The typical Turing degree, with Barmpalias and Day, Proceedings of the London Mathematical Society (2014) 109 (1). pp. 1-39, pdf. 

Computable structures

A computable structure is given by a computable domain, and then a set of computable relations and functions defined on that domain. The study of computable structures, going back as far as the work of Frohlich and Shepherdson, Rabin, and Malcev is part of a long-term programme to understand the algorithmic content of mathematics.
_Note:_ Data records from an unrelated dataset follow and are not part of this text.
PR #1330, opened 2019-03-21
Update campaign page footer

ngjo:
### What does this PR do?
Removes `6` from the member count in the campaign footer!

Per staff meeting on 3/20, updating member count to "millions" across site & communications.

In mathematics generally, the notion of isomorphism is used to determine structures which are essentially the same. Within the context of effective (algorithmic) mathematics, however, one is presented with the possibility that pairs of computable structures may exist which, while isomorphic, fail to have a computable isomorphism between them. Thus the notion of computable categoricity has become of central importance: a computable structure S is computably categorical if any two computable presentations A and B of S are computably isomorphic. In this paper, my co-authors Downey, Kach, Lempp, Montalban, Turetsky and I, answer one of the longstanding questions in computable structure theory, showing the class of computably categorical structures has no simple structural or syntactic characterisation.

The complexity of computable categoricity, with Downey, Kach, Lempp, Montalban, and Turetsky, Advances in Mathematics 268 (2015), 423–466, pdf.